PR #259, opened 2017-08-04
Caasp merge

jreidinger:


jreidinger:
@lslezak what repo you use for SP2 docker? it probably missing newer CFA

teclator:
The repo is the OBS one, so @lslezak already fixed an issue syncing them, and after some rebuild and gitignore update Travis is not complaining anymore.

package/yast2-packager.changes
```diff
@@ -22,6 +22,19 @@ Tue Mar  7 09:37:15 CET 2017 - schubi@suse.de
 - 3.1.122
 
 -------------------------------------------------------------------
+Fri Mar 24 13:53:40 UTC 2017 - mvidner@suse.com
```
lslezak: Is it OK to change the history for a maintained package?

teclator: It is the CASP history, so we have the SP2 history and the CASP history, which one should be the one selected if for example the next maintenance update is for CASP?

lslezak: I see, good point. So I'm fine with the change.

PR #261, opened 2017-08-14
Merge storage-ng branch

ancorgs:
We should probably delay the merge of this one until https://build.opensuse.org/request/show/516760 finds its way to Factory. Otherwise, that fix will be trapped in the storage-ng trap for quite some time.


ancorgs:
According to @kobliha, attracting https://build.opensuse.org/request/show/516760 into the storage-ng vortex is not that bad. Being Tumbleweed, a fix managing addons can wait a couple of months. So please review so we can merge this and move on.

PR #263, opened 2017-08-18
Merge product class

imobachgs:
We have two different `Product` classes (well, three if we count the YaST module). So this PR is about:

* Unifying installation/product and packages/product into a `Y2Packager::Product`.
* `Repository` (yast2), `ProductReader` and `ProductSorter` (yast2-installation) are also moved to `Y2Packager`.
* `Product` class get methods to handle licenses.


src/lib/y2packager/product.rb
```diff
@@ -0,0 +1,144 @@
...
+      Yast::Pkg.ResolvableProperties(name, :product, "").any? do |res|
+        res["status"] == :selected
+      end
+    end
+
+    # select the product to install
+    # @return [Boolean] true if the product has been sucessfully selected
+    def select
+      log.info "Selecting product #{name} to install"
+      Yast::Pkg.ResolvableInstall(name, :product, "")
```
lslezak: This is a bit tricky as the `Y2Packager::Product` object has also the `arch`, `version` and `vendor` attributes but this method ignores them.

So the question is if this API should be bound to the very specific libzypp product (as specified in the object attributes) or can be generic. In the original case we do not care about the version, we leave the responsibility on libzypp to select the highest version.

The API might be confusing, `Y2Packager::Product.new(name: "SLES", version: "15").select` might actually select a different version to install.

If this is OK (as it makes the implementation much easier) is should be at least documented in the method comment.

src/lib/y2packager/product.rb
```diff
@@ -0,0 +1,169 @@
...
+      Yast::Pkg.PrdNeedToAcceptLicense(name)
+    end
+
+    # Confirm the license for the product
+    def confirm_license
+      Yast::Pkg.PrdMarkLicenseConfirmed(name)
+    end
+
+    # Unconfirm the license for the product
+    def unconfirm_license
```
imobachgs: You're right. It's already addressed on #267. I followed your suggestion and replaced confirm/unconfirm with a single method which receives a boolean.

lslezak:
Um, what about that "uncorfirm" term (bad English) used several times? I know that changing the pkg-bindings API is not easy but at least the test cases could be rephrased....

src/lib/y2packager/dialogs/inst_product_license.rb
```diff
@@ -111,10 +112,26 @@ def language_selection
...
+      # It detects whether license text is richtext or not and format it
+      # accordingly.
+      #
+      # @return [String] Formatted license text
+      def formatted_license_text
+        text = product.license(language)
+        if RICHTEXT_REGEXP =~ text
+          text
+        else
+          "<pre>#{Yast::String.EscapeTags(text)}</pre>"
```
lslezak: I'd prefer native Ruby `CGI.escapeHTML` function here, we are already [using it it elsewhere](https://github.com/yast/yast-registration/blob/c603f9634520ebe2594fd3b08bb87804974c60e6/src/lib/registration/ui/migration_selection_dialog.rb#L208).

In the long term we should drop all YaST specific code and use Ruby stdlib where possible.

imobachgs:
Thanks!

PR #264, opened 2017-08-18
fix typo in storage_include.rb

wfeldt:


src/include/packager/storage_include.rb
```diff
@@ -21,7 +21,7 @@ def ReleaseHDDUsedAsInstallationSource
         end
       end
 
-      Builins.y2milestone "install src partition #{install_src_partition}"
+      Buildins.y2milestone "install src partition #{install_src_partition}"
```
ancorgs: It's `Builtins`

TASK PROMPT
All of the material above should be printed exactly as it appears.

WRITTEN SOLUTION
PR #259, opened 2017-08-04
Caasp merge

jreidinger:


jreidinger:
@lslezak what repo you use for SP2 docker? it probably missing newer CFA

teclator:
The repo is the OBS one, so @lslezak already fixed an issue syncing them, and after some rebuild and gitignore update Travis is not complaining anymore.

package/yast2-packager.changes
```diff
@@ -22,6 +22,19 @@ Tue Mar  7 09:37:15 CET 2017 - schubi@suse.de
 - 3.1.122
 
 -------------------------------------------------------------------
+Fri Mar 24 13:53:40 UTC 2017 - mvidner@suse.com
```
lslezak: Is it OK to change the history for a maintained package?

teclator: It is the CASP history, so we have the SP2 history and the CASP history, which one should be the one selected if for example the next maintenance update is for CASP?

lslezak: I see, good point. So I'm fine with the change.

PR #261, opened 2017-08-14
Merge storage-ng branch

ancorgs:
We should probably delay the merge of this one until https://build.opensuse.org/request/show/516760 finds its way to Factory. Otherwise, that fix will be trapped in the storage-ng trap for quite some time.


ancorgs:
According to @kobliha, attracting https://build.opensuse.org/request/show/516760 into the storage-ng vortex is not that bad. Being Tumbleweed, a fix managing addons can wait a couple of months. So please review so we can merge this and move on.

PR #263, opened 2017-08-18
Merge product class

imobachgs:
We have two different `Product` classes (well, three if we count the YaST module). So this PR is about:

* Unifying installation/product and packages/product into a `Y2Packager::Product`.
* `Repository` (yast2), `ProductReader` and `ProductSorter` (yast2-installation) are also moved to `Y2Packager`.
* `Product` class get methods to handle licenses.


src/lib/y2packager/product.rb
```diff
@@ -0,0 +1,144 @@
...
+      Yast::Pkg.ResolvableProperties(name, :product, "").any? do |res|
+        res["status"] == :selected
+      end
+    end
+
+    # select the product to install
+    # @return [Boolean] true if the product has been sucessfully selected
+    def select
+      log.info "Selecting product #{name} to install"
+      Yast::Pkg.ResolvableInstall(name, :product, "")
```
lslezak: This is a bit tricky as the `Y2Packager::Product` object has also the `arch`, `version` and `vendor` attributes but this method ignores them.

So the question is if this API should be bound to the very specific libzypp product (as specified in the object attributes) or can be generic. In the original case we do not care about the version, we leave the responsibility on libzypp to select the highest version.

The API might be confusing, `Y2Packager::Product.new(name: "SLES", version: "15").select` might actually select a different version to install.

If this is OK (as it makes the implementation much easier) is should be at least documented in the method comment.

src/lib/y2packager/product.rb
```diff
@@ -0,0 +1,169 @@
...
+      Yast::Pkg.PrdNeedToAcceptLicense(name)
+    end
+
+    # Confirm the license for the product
+    def confirm_license
+      Yast::Pkg.PrdMarkLicenseConfirmed(name)
+    end
+
+    # Unconfirm the license for the product
+    def unconfirm_license
```
imobachgs: You're right. It's already addressed on #267. I followed your suggestion and replaced confirm/unconfirm with a single method which receives a boolean.

lslezak:
Um, what about that "uncorfirm" term (bad English) used several times? I know that changing the pkg-bindings API is not easy but at least the test cases could be rephrased....

src/lib/y2packager/dialogs/inst_product_license.rb
```diff
@@ -111,10 +112,26 @@ def language_selection
...
+      # It detects whether license text is richtext or not and format it
+      # accordingly.
+      #
+      # @return [String] Formatted license text
+      def formatted_license_text
+        text = product.license(language)
+        if RICHTEXT_REGEXP =~ text
+          text
+        else
+          "<pre>#{Yast::String.EscapeTags(text)}</pre>"
```
lslezak: I'd prefer native Ruby `CGI.escapeHTML` function here, we are already [using it it elsewhere](https://github.com/yast/yast-registration/blob/c603f9634520ebe2594fd3b08bb87804974c60e6/src/lib/registration/ui/migration_selection_dialog.rb#L208).

In the long term we should drop all YaST specific code and use Ruby stdlib where possible.

imobachgs:
Thanks!

PR #264, opened 2017-08-18
fix typo in storage_include.rb

wfeldt:


src/include/packager/storage_include.rb
```diff
@@ -21,7 +21,7 @@ def ReleaseHDDUsedAsInstallationSource
         end
       end
 
-      Builins.y2milestone "install src partition #{install_src_partition}"
+      Buildins.y2milestone "install src partition #{install_src_partition}"
```
ancorgs: It's `Builtins`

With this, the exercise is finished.